■ EXERCISE PROMPT: Return the records in full, exactly as given.

Collected data
━━━

Issue #948, opened 2020-01-06
Minor (but important?) fixes


mintydev789:
12a2 "n may be also be omitted" should be changed to "n may also be omitted"
a2d1 What happens if there isn't a signature from the scrambler/scramble checker? Is that intentionally not stated because this has just been introduced? I can't quite tell if this really is mandatory or not.
a5a This means that if someone other than these people starts talking to a competitor they cannot do anything to ask them to stop other than ask the judge to do so. I recommend adding a point about allowing some involuntary remark that does not aid the competitor in any way at the discretion of the judge.
a6h it should say that noone except for a WCA delegate is allowed to even touch the puzzle in case of a dispute. I heard people say that, but it seems like it's not actually in the regs, you just can't align the puzzle.
a7b1 replace the / from "before/starting" with a space
a7c2 Just a question, is this mandatory? Cause I've never seen this enforced.
a7c4 I have seen multiple instances of delegates allowing a signature to be made after the fact, so the reg should probably be updated to include sportsmanship and what not.
b1b should it say that the blindfold must not be see through?
b4 should it instead say that the memo phase starts and a sight blocker is placed AFTER the first move is applied?
f3a but they can rotate the gears/clocks?
h1a3 shouldn't it be "arranged in A shape"?

hanwu85:
Hi denthebro,

Thank you for the issues.  I will answer you as much as I can.
`12a2` Good catch!
`A2d1` Because there is a "must" in the sentence.  It is mandatory to do so.  However, at this moment, a missing signature is not punished, but the WCA Delegate should do their best to prevent this.  You can refer to the [Guideline](https://www.worldcubeassociation.org/regulations/guidelines.html#A2d1+) for more information.
`A5a` If someone is talking to the competitors during their solves, the judge should stop that.  Or the competitors can just ask for extra attempts.
`A6h` Actually, even the WCA Delegate should not touch the puzzle before it's resolved, so it is not written in the Regulations.
`A7b1` The before or starting is actually correct, because the inspection phase and the "starting" (hand position, touching puzzle...etc) of the solve are written in the same penalty area.  
`A7c2` It is mandatory, and it is enforced.  You must only sign it AFTER the solve.
`A7c4` It is allowed to sign after the attempt but it must be done before the end of the competition.  Please refer to [A7c4+](https://www.worldcubeassociation.org/regulations/guidelines.html#A7c4+)
[...]

PR #952, opened 2020-01-10
Add guideline B4c+ (BLD sight blocker timing)

hanwu85:
The judge should put up the sight blocker after the competitors have applied the first move, because competitors can remove the blindfold if they have not applied any moves.

Thanks @denthebro for pointing out this. #948

### DIFF
--- a/wca-regulations.md
+++ b/wca-regulations.md
@@ -446,7 +446,7 @@ Note: Because Article and Regulation numbers are not reassigned when Regulations
 - B4) Blindfolded phase:
     - B4a) The competitor dons the blindfold to start the blindfolded phase.
     - B4b) The competitor must not apply moves to the puzzle before they have fully donned the blindfold. Penalty: disqualification of the attempt (DNF).
-    - B4c) After the competitor has applied the first move to the puzzle, the judge must ensure that there is a sight blocker (e.g. a sheet of paper or cardboard) between the competitor's face and the puzzle.
+    - B4c) As soon as the competitor applies the first move to the puzzle, the judge must ensure that there is a sight blocker (e.g. a sheet of paper or cardboard) between the competitor's face and the puzzle.
         - B4c1) In all cases, the competitor must wear the blindfold such that their view of the puzzle would still clearly be blocked if the sight blocker were not in the way.
         - B4c3) If the judge and competitor agree beforehand, the competitor may choose to place the puzzle behind a suitable object (e.g. a music stand, the surface of the table) by themselves during the blindfolded phase.
     - B4d) The competitor must not look at the puzzle at any point during the blindfolded phase. Penalty: disqualification of the attempt (DNF).
--- a/wca-regulations.md
+++ b/wca-regulations.md
@@ -446,9 +446,8 @@ Note: Because Article and Regulation numbers are not reassigned when Regulations
 - B4) Blindfolded phase:
     - B4a) The competitor dons the blindfold to start the blindfolded phase.
     - B4b) The competitor must not apply moves to the puzzle before they have fully donned the blindfold. Penalty: disqualification of the attempt (DNF).
-    - B4c) The judge must ensure that there is a sight blocker between the competitor's face and the puzzle while the competitor is solving.
+    - B4c) After the competitor has applied the first move to the puzzle, the judge must ensure that there is a sight blocker (e.g. a sheet of paper or cardboard) between the competitor's face and the puzzle.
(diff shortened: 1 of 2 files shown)


Ivan-Brigidano (approved):
It sounds reasonable to me. But I would like to see more opinions from other WRC members before merging it into the Draft

mirandapedro:
Hi.

Taking a closer look at the Regulations, I've found some inconsistencies regarding when should the judge put up the the blocker between the competitor and the puzzle.

We're normally taught that it should only be done after the competitor applies the first move to the puzzle. This is in order to follow B4e, where a competitor may undon the blindfold before they've made the first move.

Following this line of thought, the guideline here being proposed is fine, and IMO should only be and "CLARIFICATION", if we understand it is only following what is in the Regulations.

━━━

■ EXERCISE SOLUTION:
Issue #948, opened 2020-01-06
Minor (but important?) fixes


mintydev789:
12a2 "n may be also be omitted" should be changed to "n may also be omitted"
a2d1 What happens if there isn't a signature from the scrambler/scramble checker? Is that intentionally not stated because this has just been introduced? I can't quite tell if this really is mandatory or not.
a5a This means that if someone other than these people starts talking to a competitor they cannot do anything to ask them to stop other than ask the judge to do so. I recommend adding a point about allowing some involuntary remark that does not aid the competitor in any way at the discretion of the judge.
a6h it should say that noone except for a WCA delegate is allowed to even touch the puzzle in case of a dispute. I heard people say that, but it seems like it's not actually in the regs, you just can't align the puzzle.
a7b1 replace the / from "before/starting" with a space
a7c2 Just a question, is this mandatory? Cause I've never seen this enforced.
a7c4 I have seen multiple instances of delegates allowing a signature to be made after the fact, so the reg should probably be updated to include sportsmanship and what not.
b1b should it say that the blindfold must not be see through?
b4 should it instead say that the memo phase starts and a sight blocker is placed AFTER the first move is applied?
f3a but they can rotate the gears/clocks?
h1a3 shouldn't it be "arranged in A shape"?

hanwu85:
Hi denthebro,

Thank you for the issues.  I will answer you as much as I can.
`12a2` Good catch!
`A2d1` Because there is a "must" in the sentence.  It is mandatory to do so.  However, at this moment, a missing signature is not punished, but the WCA Delegate should do their best to prevent this.  You can refer to the [Guideline](https://www.worldcubeassociation.org/regulations/guidelines.html#A2d1+) for more information.
`A5a` If someone is talking to the competitors during their solves, the judge should stop that.  Or the competitors can just ask for extra attempts.
`A6h` Actually, even the WCA Delegate should not touch the puzzle before it's resolved, so it is not written in the Regulations.
`A7b1` The before or starting is actually correct, because the inspection phase and the "starting" (hand position, touching puzzle...etc) of the solve are written in the same penalty area.  
`A7c2` It is mandatory, and it is enforced.  You must only sign it AFTER the solve.
`A7c4` It is allowed to sign after the attempt but it must be done before the end of the competition.  Please refer to [A7c4+](https://www.worldcubeassociation.org/regulations/guidelines.html#A7c4+)
[...]

PR #952, opened 2020-01-10
Add guideline B4c+ (BLD sight blocker timing)

hanwu85:
The judge should put up the sight blocker after the competitors have applied the first move, because competitors can remove the blindfold if they have not applied any moves.

Thanks @denthebro for pointing out this. #948

### DIFF
--- a/wca-regulations.md
+++ b/wca-regulations.md
@@ -446,7 +446,7 @@ Note: Because Article and Regulation numbers are not reassigned when Regulations
 - B4) Blindfolded phase:
     - B4a) The competitor dons the blindfold to start the blindfolded phase.
     - B4b) The competitor must not apply moves to the puzzle before they have fully donned the blindfold. Penalty: disqualification of the attempt (DNF).
-    - B4c) After the competitor has applied the first move to the puzzle, the judge must ensure that there is a sight blocker (e.g. a sheet of paper or cardboard) between the competitor's face and the puzzle.
+    - B4c) As soon as the competitor applies the first move to the puzzle, the judge must ensure that there is a sight blocker (e.g. a sheet of paper or cardboard) between the competitor's face and the puzzle.
         - B4c1) In all cases, the competitor must wear the blindfold such that their view of the puzzle would still clearly be blocked if the sight blocker were not in the way.
         - B4c3) If the judge and competitor agree beforehand, the competitor may choose to place the puzzle behind a suitable object (e.g. a music stand, the surface of the table) by themselves during the blindfolded phase.
     - B4d) The competitor must not look at the puzzle at any point during the blindfolded phase. Penalty: disqualification of the attempt (DNF).
--- a/wca-regulations.md
+++ b/wca-regulations.md
@@ -446,9 +446,8 @@ Note: Because Article and Regulation numbers are not reassigned when Regulations
 - B4) Blindfolded phase:
     - B4a) The competitor dons the blindfold to start the blindfolded phase.
     - B4b) The competitor must not apply moves to the puzzle before they have fully donned the blindfold. Penalty: disqualification of the attempt (DNF).
-    - B4c) The judge must ensure that there is a sight blocker between the competitor's face and the puzzle while the competitor is solving.
+    - B4c) After the competitor has applied the first move to the puzzle, the judge must ensure that there is a sight blocker (e.g. a sheet of paper or cardboard) between the competitor's face and the puzzle.
(diff shortened: 1 of 2 files shown)


Ivan-Brigidano (approved):
It sounds reasonable to me. But I would like to see more opinions from other WRC members before merging it into the Draft

mirandapedro:
Hi.

Taking a closer look at the Regulations, I've found some inconsistencies regarding when should the judge put up the the blocker between the competitor and the puzzle.

We're normally taught that it should only be done after the competitor applies the first move to the puzzle. This is in order to follow B4e, where a competitor may undon the blindfold before they've made the first move.

Following this line of thought, the guideline here being proposed is fine, and IMO should only be and "CLARIFICATION", if we understand it is only following what is in the Regulations.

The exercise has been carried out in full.